(Beginning of Supplied entries)
PR #1256, opened 2025-08-18
subclass _get_backend to return DisabledBackend object

BlessedDev:
🚨 This is a test branch to investigate disabling the celery result backend and will not be merged into main.
It overrides `celery._get_backend` so that it simply returns the `DisabledBackend` object once `result_backend` is set to None. 🚨

### DIFF
--- a/tests/test_celery.py
+++ b/tests/test_celery.py
@@ -4,6 +4,7 @@ import uuid
 
 import pytest
 from celery import Task
+from celery.backends.base import DisabledBackend
 from flask import g
 from freezegun import freeze_time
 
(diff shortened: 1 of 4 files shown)


tests/test_celery.py
```diff
@@ -256,3 +257,13 @@ def test_method_signatures(celery_app, async_task, method, _value):
     if method == "run":
         return
     assert inspect.signature(getattr(async_task.__class__, method)) == inspect.signature(getattr(Task, method))
+
+
+def test__get_backend_returns_DisabledBackground_object_when_result_backend_is_set_to_None(notify_celery):
+    notify_celery.conf.update({"result_backend": None})
```
quis, line 263: Should test that this works with both the value set to `None` and the config not set at all

tests/test_celery.py
```diff
@@ -256,3 +257,13 @@ def test_method_signatures(celery_app, async_task, method, _value):
...
+    assert isinstance(notify_celery._get_backend(), DisabledBackend)
```
quis, line 264: This would give you some confidence that your code is doing what you want (not trying to discover any backends):
```suggestion
    mock_by_url = mocker.patch("celery.app.backends.by_url")
    mock_by_name = mocker.patch("celery.app.backends.by_name")
    assert isinstance(notify_celery._get_backend(), DisabledBackend)
    assert mock_by_name.called is mock_by_url.called is False
```

Otherwise this test will pass with or without your changes.

PR #1262, opened 2025-10-03
Upgrade to python313

BlessedDev:
This PR upgrades notifications-utils to Python 3.13.

Python 3.13 brings changes to the behaviour of locals() which necessitated a compensatory change to get_remote_version()

### DIFF
--- a/CHANGELOG.md
+++ b/CHANGELOG.md
@@ -1,5 +1,10 @@
 # CHANGELOG
 
+## 101.3.0
+
+* Upgrade Python version to 3.13
+* Adjust get_remote_version() to compensate for changes in locals() in Python 3.13
+
 ## 101.2.1
 
 - Remove `clients.redis.rate_limit_cache_key` (no longer used)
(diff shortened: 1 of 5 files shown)


tests/version_tools/test_version_tools.py
```diff
@@ -0,0 +1,7 @@
+from notifications_utils.version_tools import get_file_contents_from_github, get_remote_version
+
+
+def test_get_remote_version():
```
quis, line 4: Not 100% sure we need a test for this but if we’re going to have one it shouldn’t go out to the internet.

Otherwise we:
- cannot run the tests offline 
- will get rate limited by Github’s API when running the tests multiple times

Either:
```suggestion
def test_get_remote_version():
    mock_requests_get = mocker.patch("notifications_utils.version_tools.requests.get", return_value=…)
```

Or:
```suggestion
def test_get_remote_version():
    mock_get_file_content_from_github = mocker.patch("get_file_contents_from_github", return_value='__version__ = "1.2.3"')
```

PR #1264, opened 2025-10-07
Don’t encode parentheses as HTML entities in emails

quis:
Looks like GMail and Outlook re-renders them literally as `&lpar;` rather than `(`.

This only happens when the user puts the entity in their content.

When we changed to support artibrary HTML entities in https://github.com/alphagov/notifications-utils/commit/e7886aa4e1daa8744262c8ee1469410543bff5c5 we kept parentheses as a special-case. This wasn’t necessary.

Probably still a good idea to special-case:
- ampersands (because URL query strings)
- non-breaking spaces (because maybe some clients might try to normalise unicode whitespace characters)

Before | After
---|---
image | image

### DIFF
--- a/CHANGELOG.md
+++ b/CHANGELOG.md
@@ -1,5 +1,9 @@
 # CHANGELOG
 
+## 101.3.1
+
+* Fix rendering of parentheses in some HTML email clients
+
 ## 101.3.0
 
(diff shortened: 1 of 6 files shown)


tombye (approved):
This makes sense to me 👍🏻

PR #1336, opened 2026-03-30
Encrypting tokens with Fernet

whpearson:
We had decided to encrypt the tokens so that emails in them could not
be read by logit.

The rollout plan is: pass the encryption key in to everywhere to try to decrypt
things in check_token first, then the encryption key to generate_token.

This code uses Fernet to encrypt things. Although it is going to
be more verbose than we want I think.

Fernet does date verification and but we need to try to decrypt twice as the errors are not
as specific as we might want.


notifications_utils/url_safe_token.py
```diff
@@ -1,13 +1,32 @@
...
+from itsdangerous import SignatureExpired, URLSafeTimedSerializer
 
 from notifications_utils.formatters import url_encode_full_stops
 
 
-def generate_token(payload, secret, salt):
+def generate_token(payload, secret, salt, encrypt_secret=None):
+    if encrypt_secret:
+        f = Fernet(encrypt_secret)
+        return f.encrypt(payload.encode(encoding="utf-8"))
```
quis:
```suggestion
        return f.encrypt(payload.encode()
```

> encoding defaults to `'utf-8'`

– https://docs.python.org/3/library/stdtypes.html#str.encode

notifications_utils/url_safe_token.py
```diff
@@ -1,13 +1,32 @@
-from itsdangerous import URLSafeTimedSerializer
+from cryptography.fernet import Fernet, InvalidToken
+from itsdangerous import SignatureExpired, URLSafeTimedSerializer
 
 from notifications_utils.formatters import url_encode_full_stops
 
 
-def generate_token(payload, secret, salt):
+def generate_token(payload, secret, salt, encrypt_secret=None):
```
quis: `encrypt_secret` sounds like a boolean flag, `encryption_secret` would be a better variable name

notifications_utils/url_safe_token.py
```diff
@@ -1,13 +1,32 @@
...
+
     return url_encode_full_stops(URLSafeTimedSerializer(secret).dumps(payload, salt))
 
 
-def check_token(token, secret, salt, max_age_seconds):
+def check_token(token, secret, salt, max_age_seconds, encrypt_secret=None):
+    if encrypt_secret:
+        f = Fernet(encrypt_secret)
+        try:
+            payload = f.decrypt(token).decode(encoding="utf-8")
```
quis:
```suggestion
            payload = f.decrypt(token).decode()
```

> encoding defaults to `'utf-8'`

– https://docs.python.org/3/library/stdtypes.html#bytes.decode

notifications_utils/url_safe_token.py
```diff
@@ -1,13 +1,32 @@
...
+def generate_token(payload, secret, salt, encrypt_secret=None):
+    if encrypt_secret:
+        f = Fernet(encrypt_secret.encode(encoding="utf-8"))
+        return f.encrypt(payload.encode(encoding="utf-8"))
+
     return url_encode_full_stops(URLSafeTimedSerializer(secret).dumps(payload, salt))
 
 
-def check_token(token, secret, salt, max_age_seconds):
+def check_token(token, secret, salt, max_age_seconds, encrypt_secret=None):
```
quis: I’d consider using multiple `except`s to put the happy path first. Pseudo code:

```python
def check_token(…):
    try:    
        return decode(…, max_age_seconds)
    except TypeError:
        pass
    except InvalidToken:
        try:
            decode(…)
            raise SignatureExpired
        except InvalidToken:
            pass
```

quis (commented):
Looks good now. Think it still needs tests which call the function with an `encryption_key` and:
- an expired token
- a token of the wrong type (for example, `1`, `None`, etc)

quis (approved):
Code and tests look good now.

You’ll need to run `make freeze-requirements` so that `cryptography` gets put into `requirements_for_test.txt` and therefore installed on CI.

quis (approved):

requirements_for_test.txt
```diff
@@ -1,5 +1,5 @@
 # This file was autogenerated by uv via the following command:
-#    uv pip compile requirements_for_test.in pyproject.toml --output-file requirements_for_test.txt --exclude-newer 14d
+#    uv pip compile requirements_for_test.in pyproject.toml --output-file requirements_for_test.txt
```
spatel033, line 2: Has this (`--exclude-newer 14d`) been intentionally removed?

quis: This just records how the file was generated. `--exclude-newer` is only applied when running `make refreeze-requirements`. In this PR Will has run `make freeze-requirements` which doesn’t use that flag. TL:DR this is fine.

PR #1345, opened 2026-04-28
 `SerialisedModelCollection`: implement `__iter__` using `get_model_instance_from_item`

risicle:
If we want to be able to use e.g. admin's [`InterruptibleIterableMixin`](https://github.com/alphagov/notifications-admin/blob/d565035bc5a908efc5b06eeb2d3af5b3718ad4bd/app/utils/interruptible_io.py#L161) with a `SerialisedModelCollection`, it needs to be an actual `Iterable` (i.e. implement `__iter__`). Up till now iteration through a `SerialisedModelCollection` has only been working through python's sequence-based iteration which is less flexible.

This is a potentially breaking change, details of which are included in the changelog entry here.

### DIFF
--- a/CHANGELOG.md
+++ b/CHANGELOG.md
@@ -1,5 +1,9 @@
 # CHANGELOG
 
+## 114.0.0
+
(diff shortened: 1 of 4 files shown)


quis (commented):
Worth a quick `assert next(item).x == "foo"` under these lines to prove it’s iterable?

https://github.com/alphagov/notifications-utils/blob/3079e840de0f3d1e9c10801804cdd46e86d5bcaa/tests/test_serialised_model.py#L217-L221

quis (approved):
(End of Supplied entries)
**Directions for this task:**
For the string "first", give the number of lines in the data that contain it, and only that number.

**Solved problem:**
2